Exercise data =
PR #63, opened 2015-12-25
implements rename command

### LINKED ISSUE #62: Rename project / tag
is there anything planed to rename a project / tag? At the moment I'm doing this with search&replace on the frames file directly (which is possible but most probably not indented ;-)).

I may also be able to contribute with a PR if we agree on a syntax.

    watson rename --project old_project new_project
    watson rename --tag old_tag new_tag

would be a first simple approach. At a later point, we could also integrate some sort of interactivity to ask on a per entry basis for renames.

Or am I heading in a wrong direction since there already is such a command or something?

awesome tool btw :+1:!

larsborn:
should fix #62. Since it is my first contribution, better take a close look at it ;-)

### DIFF
--- a/watson.completion
+++ b/watson.completion
@@ -75,6 +75,18 @@ _watson_complete () {
             COMPREPLY=($(compgen -W "$tags" -- ${cur}))
           fi
           ;;
+        rename)
+          case "$3" in
+            --project)
+              projects="$(watson projects)"
+              COMPREPLY=($(compgen -W "$projects" -- ${cur}))
+              ;;
+            --tag)
+              tags="$(watson tags)"
+              COMPREPLY=($(compgen -W "$tags" -- ${cur}))
+              ;;
+          esac
+          ;;
       esac
       ;;
   esac
--- a/watson/cli.py
+++ b/watson/cli.py
@@ -971,3 +971,40 @@ def merge(watson, frames_with_conflict, force):
     watson.frames = original_frames
     watson.frames.changed = True
     watson.save()
+
+
+@cli.command()
+@click.option('--project', default=None, nargs=2)
+@click.option('--tag', default=None, nargs=2)
+@click.pass_obj
+def rename(watson, project, tag):
+    # input validation
+    if not tag and not project:
+        raise click.ClickException(style('error', 'You have to call rename with --project or --tag'))
+
+    if tag:
+        old_tag, new_tag = tag
+        if old_tag not in watson.tags:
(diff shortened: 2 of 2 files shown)


watson/cli.py
```diff
@@ -971,3 +971,40 @@ def merge(watson, frames_with_conflict, force):
...
+
+    if project:
+        old_project, new_project = project
+
+        if old_project not in watson.projects:
+            raise click.ClickException(style('error', 'Project "%s" does not exist' % old_project))
+
+    # rename project/tag
+    for frame in watson.frames:
+        watson.frames[frame.id] = (
```
k4nar: Could you use something like:
```python
if frame.project == old_project:
    frame._replace(frame=new_project)
```

That way if we change the format of the frame we will not have to edit this function.

k4nar:
Great, thank you for this contribution :+1: !

However, you have some minor PEP8 issues, could you fix them (it's just too long lines basically) ?

jmaupetit:
Thank you for this @larsborn !

watson/cli.py
```diff
@@ -971,3 +971,40 @@ def merge(watson, frames_with_conflict, force):
     watson.frames = original_frames
     watson.frames.changed = True
     watson.save()
+
+
+@cli.command()
+@click.option('--project', default=None, nargs=2)
```
jmaupetit: Short style flag `-p` would be relevant here

watson/cli.py
```diff
@@ -971,3 +971,40 @@ def merge(watson, frames_with_conflict, force):
...
+@click.option('--tag', default=None, nargs=2)
```
jmaupetit: Idem with `-T` for cross commands consistency

watson.completion
```diff
@@ -75,6 +75,18 @@ _watson_complete () {
             COMPREPLY=($(compgen -W "$tags" -- ${cur}))
           fi
           ;;
+        rename)
+          case "$3" in
+            --project)
```
jmaupetit: Idem with `-p`

watson.completion
```diff
@@ -75,6 +75,18 @@ _watson_complete () {
...
+              projects="$(watson projects)"
+              COMPREPLY=($(compgen -W "$projects" -- ${cur}))
+              ;;
+            --tag)
```
jmaupetit: and `-T`

jmaupetit:
Seems like flake8 does not validate your PR (too long lines). Can you fix it?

Exercise directions =
Without leaving anything out, repeat the data exactly.

Response area =
PR #63, opened 2015-12-25
implements rename command

### LINKED ISSUE #62: Rename project / tag
is there anything planed to rename a project / tag? At the moment I'm doing this with search&replace on the frames file directly (which is possible but most probably not indented ;-)).

I may also be able to contribute with a PR if we agree on a syntax.

    watson rename --project old_project new_project
    watson rename --tag old_tag new_tag

would be a first simple approach. At a later point, we could also integrate some sort of interactivity to ask on a per entry basis for renames.

Or am I heading in a wrong direction since there already is such a command or something?

awesome tool btw :+1:!

larsborn:
should fix #62. Since it is my first contribution, better take a close look at it ;-)

### DIFF
--- a/watson.completion
+++ b/watson.completion
@@ -75,6 +75,18 @@ _watson_complete () {
             COMPREPLY=($(compgen -W "$tags" -- ${cur}))
           fi
           ;;
+        rename)
+          case "$3" in
+            --project)
+              projects="$(watson projects)"
+              COMPREPLY=($(compgen -W "$projects" -- ${cur}))
+              ;;
+            --tag)
+              tags="$(watson tags)"
+              COMPREPLY=($(compgen -W "$tags" -- ${cur}))
+              ;;
+          esac
+          ;;
       esac
       ;;
   esac
--- a/watson/cli.py
+++ b/watson/cli.py
@@ -971,3 +971,40 @@ def merge(watson, frames_with_conflict, force):
     watson.frames = original_frames
     watson.frames.changed = True
     watson.save()
+
+
+@cli.command()
+@click.option('--project', default=None, nargs=2)
+@click.option('--tag', default=None, nargs=2)
+@click.pass_obj
+def rename(watson, project, tag):
+    # input validation
+    if not tag and not project:
+        raise click.ClickException(style('error', 'You have to call rename with --project or --tag'))
+
+    if tag:
+        old_tag, new_tag = tag
+        if old_tag not in watson.tags:
(diff shortened: 2 of 2 files shown)


watson/cli.py
```diff
@@ -971,3 +971,40 @@ def merge(watson, frames_with_conflict, force):
...
+
+    if project:
+        old_project, new_project = project
+
+        if old_project not in watson.projects:
+            raise click.ClickException(style('error', 'Project "%s" does not exist' % old_project))
+
+    # rename project/tag
+    for frame in watson.frames:
+        watson.frames[frame.id] = (
```
k4nar: Could you use something like:
```python
if frame.project == old_project:
    frame._replace(frame=new_project)
```

That way if we change the format of the frame we will not have to edit this function.

k4nar:
Great, thank you for this contribution :+1: !

However, you have some minor PEP8 issues, could you fix them (it's just too long lines basically) ?

jmaupetit:
Thank you for this @larsborn !

watson/cli.py
```diff
@@ -971,3 +971,40 @@ def merge(watson, frames_with_conflict, force):
     watson.frames = original_frames
     watson.frames.changed = True
     watson.save()
+
+
+@cli.command()
+@click.option('--project', default=None, nargs=2)
```
jmaupetit: Short style flag `-p` would be relevant here

watson/cli.py
```diff
@@ -971,3 +971,40 @@ def merge(watson, frames_with_conflict, force):
...
+@click.option('--tag', default=None, nargs=2)
```
jmaupetit: Idem with `-T` for cross commands consistency

watson.completion
```diff
@@ -75,6 +75,18 @@ _watson_complete () {
             COMPREPLY=($(compgen -W "$tags" -- ${cur}))
           fi
           ;;
+        rename)
+          case "$3" in
+            --project)
```
jmaupetit: Idem with `-p`

watson.completion
```diff
@@ -75,6 +75,18 @@ _watson_complete () {
...
+              projects="$(watson projects)"
+              COMPREPLY=($(compgen -W "$projects" -- ${cur}))
+              ;;
+            --tag)
```
jmaupetit: and `-T`

jmaupetit:
Seems like flake8 does not validate your PR (too long lines). Can you fix it?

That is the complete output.